My previous experience at a major bank made me see that banks like sticky customers who they can sell as many products to as possible. Unfortunately what I also found is that they are not so good in proactively reviewing the loan of existing customers.

bank-manager-png-600Selling as many products to each customer was a very big focus for the bank.

Even if you had written your home loans targets, the banks wanted more from their customers, ‘Why not sell them credit cards, the insurance on their car, income protection, personal loans, different transaction accounts?”

At times I refused to sell a credit card because I just knew an additional credit would not work for them, some people just aren’t good with credit cards as the funds are easily spent and it can have harmful effects on their credit ratings.

Despite the knowledge, the bank pushed on with their strategy of creating a sticky customer

For home loans the banks have a standard variable rate, it’s their headline rate. To win new business the banks will offer a discounted rate, For example, if their rate is 5% they may offer a new customer a 1% discount, a competitive 4% home loan rate.

However, as time moves on some banks offer a further incentive to win new business which may mean a new customer receives a discount of 1.4% and their rate is 3.6% whereas the previous customer I mentioned is still at 4%.

The strategy of focusing on new business means existing customers are not obtaining the best value from their bank and if they have a number of products it makes it more difficult to swap to another bank.

For many generations, people trusted the banks because they are so big and renowned and that’s the way it was. Unfortunately, the trust factor has eroded as they continue to offer new customers greater discounts than their existing customers. Very rarely do you see a bank thank their loyal customers by proactively offering to review their rate and going one step further by lowering the rate in line with the discounts offer to a new customer. The bank’s focus is on profitability and shareholder value.

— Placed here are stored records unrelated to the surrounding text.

PR #1079, opened 2025-03-01
Refactor filter logic for unused edges

vincent0426:
Refactor filter edge logic from `addUnusedGraphs()` to `addGraph()` which is similar to adding node

### DIFF
--- a/ee/codegen/src/generators/workflow.ts
+++ b/ee/codegen/src/generators/workflow.ts
@@ -545,7 +545,16 @@ export class Workflow {
       const allEdges = this.getEdges();
       allEdges.forEach((edge) => {
         if (!usedEdges.has(edge)) {
-          this.unusedEdges.add(edge);
+          if (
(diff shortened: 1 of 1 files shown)


ee/codegen/src/generators/workflow.ts
```diff
@@ -545,7 +545,16 @@ export class Workflow {
       const allEdges = this.getEdges();
       allEdges.forEach((edge) => {
         if (!usedEdges.has(edge)) {
-          this.unusedEdges.add(edge);
+          if (
+            this.workflowContext.globalNodeContextsByNodeId.has(
```
dvargasfuertes: [nit] Instead of `this.workflowContext.globalNodeContextsByNodeId` (which is a derived field), let's use the original data by creating a set of node ids with `this.workflowContext.workflowRawData.nodes` below

dvargas92495 (approved):

dvargas92495 (approved):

I was never comfortable with this strategy. So many customers would make contact and ask if the new deals were available to them and it hurt to have to say “Sorry mate, they are really good rates, but it’s only for new business.”

It is why I left and became a Mortgage Broker. I feel as a mortgage broker I can keep things honest.

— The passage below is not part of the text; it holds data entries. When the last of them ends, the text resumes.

PR #1083, opened 2025-03-02
Refactor unused nodes and edges marking logic into separate methods

vincent0426:
Extracts unused logic function into dedicated methods
- refactor only, no changes to logic


dvargas92495 (approved):

m-abboud (commented):
✅

PR #1092, opened 2025-03-05
Support returning arrays in  mode for code nodes

dvargas92495:
Found while QA-ing a customer's workflow - the ForwardRef in the `Json` type was causing problems.

I could've sworn I switched this to use pydantic. Will likely repursue that soon


marlenc3:
✅

m-abboud (commented):
✅

vincent0426:
✅

PR #1094, opened 2025-03-05
Clean up image push logs

m-abboud:
These warnings happen during architecture detection and don't matter too much since it can fallback to a different method


dvargas92495 (commented):
✅

PR #1095, opened 2025-03-06
[SC-6923] Resile AND combinator

vincent0426:
sc: https://app.shortcut.com/vellum/story/6923/make-codegen-resilient-to-and-s-in-the-combinator

Normalize `AND` combinator to `OR` before parsing for resilience


ee/codegen/src/__test__/project.test.ts
```diff
@@ -1526,4 +1526,191 @@ baz = foo + bar
...
+        },
+      });
+
+      await project.generateCode();
+
+      expectProjectFileToExist(project, ["nodes", "final_output.py"]);
+      expectProjectFileToMatchSnapshot(project, ["nodes", "final_output.py"]);
+    });
+
+    it("should handle a workflow with mixed combinators", async () => {
```
dvargasfuertes: [q] what's different about this test from the above test?

ee/codegen/src/project.ts
```diff
@@ -191,6 +191,26 @@ ${errors.slice(0, 3).map((err) => {
     }
   }
 
+  // preprocessWorkflowConfig is used to modify the workflow config before it is used to generate the project.
+  // - Changes the combinator of any AND conditions to OR conditions, this should happen rarely and only for
+  //   resiliency reasons.
```
dvargasfuertes: [nit] I'd give this a try from `ee/codegen/src/serializers/vellum.ts` on `NodeInputSerializer`:

```typescript
    combinator: undiscriminatedUnionSchema([
      stringLiteralSchema("OR"),
      stringLiteralSchema("AND"),
    ]).transform({
      transform: () => "OR" as const,
      untransform: () => "OR" as const,
    }),
```

It allows us to not need to do a preprocess step on unknown jsons, keeping everything strictly typed

dvargasfuertes: you'll also need to update the `combinator` annotation for `NodeInputSerializer.Raw`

As a mortgage broker, I can proactively review my customer’s loans to make sure they are as competitive as possible and saving money. The opportunity to be proactive also helps my business as my existing customers appreciate the support and offer referral to their family and friends.

In our business, the systems and processes we’ve developed ensure we stay in touch with our clients. We review their loan, the interest rate and identify opportunity where we can save them money.

We often let them know that we’ll call their existing lender on their behalf and ask them what their prepared to do to keep the clients business. Nine times out of 10, the lender will simply reduce the rate to match other offers and it becomes a big win for our clients.

As a mortgage broker, we need to be proactive.

When a customer calls a mortgage broker to review their home loan it is important we provide as much assistance as possible. For whatever reason, most customers don’t ask questions or don’t know how to review their own loans. We don’t expect them to review their own cars when they get them serviced, that’s why they take it to a mechanic. It’s the same principle with a mortgage.

If the banks don’t support existing clients, then they lose business. It’s as simple as that.